Joe DeRita (a.k.a. Curly Joe), Larry Fine and Moe Howard come face-to-face with Martians in the feature-length “The Three Stooges in Orbit” (1962).
“Around the World in 80 Days” gets a ribbing from the team in “The Three Stooges Go Around the World in a Daze” (1963).
A couple of original Three Stooges TV pilots failed to sell, but two animated versions of the bumbling team’s exploits were broadcast. “The New Three Stooges” (1965-66) was a syndicated cartoon series which also featured live-action bits featuring Moe, Larry and Curly Joe.
Following the success of “Star Wars,” when robots were all the rage, Hanna-Barbera’s “The Robotic Three Stooges” debuted on CBS – first in 1977 as a segment on the Saturday morning show “The Skatebirds” and then as their own half-hour. Paul Winchell, Joe Baker and Frank Welker provided the voices for the bionic secret agents.
Curly Joe DeRita, Larry Fine and Moe Howard in the Three Stooges’ last feature, “The Outlaws Is Coming” (1965).
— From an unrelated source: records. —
PR #345, opened 2026-07-07
chore(python): adopt ty type checking with a compiled-core stub

AndreaBozzo:
## What

Adopts [ty](https://github.com/astral-sh/ty) (Astral's type checker) for the Python package, and gives it something real to check by stubbing the compiled core.

- **New `python/dataprof/_dataprof.pyi`** — declares the raw PyO3 extension symbols. Previously `dataprof._dataprof` was unresolvable to any type checker (mypy/pyright/ty alike); now it resolves. The public `__init__.pyi` re-exports these types instead of duplicating them, and gains the missing `ProfileReport.__init__`.
- **ty wired into CI as advisory** (non-blocking, since ty is pre-1.0) in the existing `Python Lint & Format` job; added to the `dev` dependency group + a `[tool.ty]` config block.

## Real findings fixed along the way

- `_df_config()` returns `ProfilerConfig | None` — stub params made nullable to match.
- `profile(on_progress=...)` was typed `object`; now `Callable[[ProgressEvent], None] | None`.
- Tests: narrow `report.quality` (an `Optional`) with asserts before attribute access.
- Move `typing.Iterator/Callable` → `collections.abc` (UP035, newly active under the py310 target).
- ruff: enable isort `combine-as-imports` for tidy re-export blocks.

## Verification

`uv run ty check python/` → **All checks passed**; `ruff check`/`format` clean; `pytest` **139 passed**.

Net result: the compiled extension is finally typed, which improves IDE/type-checker UX for downstream users too — independent of which checker they run.

### DIFF
--- a/.github/workflows/ci.yml
+++ b/.github/workflows/ci.yml
@@ -171,6 +171,11 @@ jobs:
       - name: Lint
         run: uv run ruff check python/
 
+      # Advisory: ty is pre-1.0 (Astral's type checker). Non-blocking for now.
+      - name: Type check (ty)
+        continue-on-error: true
+        run: uv run ty check python/
+
   python-tests:
     name: Python Tests
     runs-on: ubuntu-latest
--- a/docs/CHANGELOG.md
+++ b/docs/CHANGELOG.md
@@ -7,6 +7,17 @@ and this project adheres to [Semantic Versioning](https://semver.org/spec/v2.0.0
 
 ## [Unreleased]
 
+### Added
+
+- Python: type stubs for the compiled extension (`dataprof/_dataprof.pyi`), so
+  type checkers and IDEs can resolve the native core. The public stubs now
+  re-export these types instead of duplicating them.
+
+### Internal
+
+- Python: adopt [ty](https://github.com/astral-sh/ty) for static type checking,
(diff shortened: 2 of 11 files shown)


AndreaBozzo:
Thanks — addressed both comments in 20915a2. Rather than swap `# ty: ignore` for `# type: ignore` (which trades one tool-specific form for another, since the error *codes* differ between ty and mypy), I removed both suppressions with fixes that work for every checker:

- **`__init__.py:620`** — the real cause was `_STOP_SHORTHANDS` being typed `dict[str, object]`; `object` genuinely isn't callable. Retyped it `dict[str, Callable[[], StopCondition]]`, so the value is callable with no suppression. (Note: `# type: ignore` here would actually be flagged as an *unused* ignore by mypy/pyright, since they narrow the guard fine — the annotation fix is the correct answer.)
- **`from_dict` (was :1254)** — used `typing.cast("_RustProfileReport", _DictBackedReport(data))` to express the intentional duck-typing. `cast` is honored by ty, mypy, and pyright alike.

No `# ty: ignore` remain in the tree; `ty check`, `ruff`, and `pytest` (139) all pass.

In an interview excerpted in “The Three Stooges Scrapbook,” DeRita said he enjoyed working with the team but added, “I don’t think the Stooges were funny. I’m not putting you on, I’m telling the truth – they were physical, but they just didn’t have any humor about them. Take, for instance, Laurel and Hardy. I can watch their films and I still laugh at them and maybe I’ve seen them four or five times before. . . . I was with the Stooges for 12 years and it was a very pleasant association but I just don’t think they were funny.”
In 2012 the Three Stooges made a return to the big screen, in the guises of Sean Hayes (Larry), Chris Diamantopoulos (Moe), and Will Sasso (Curly).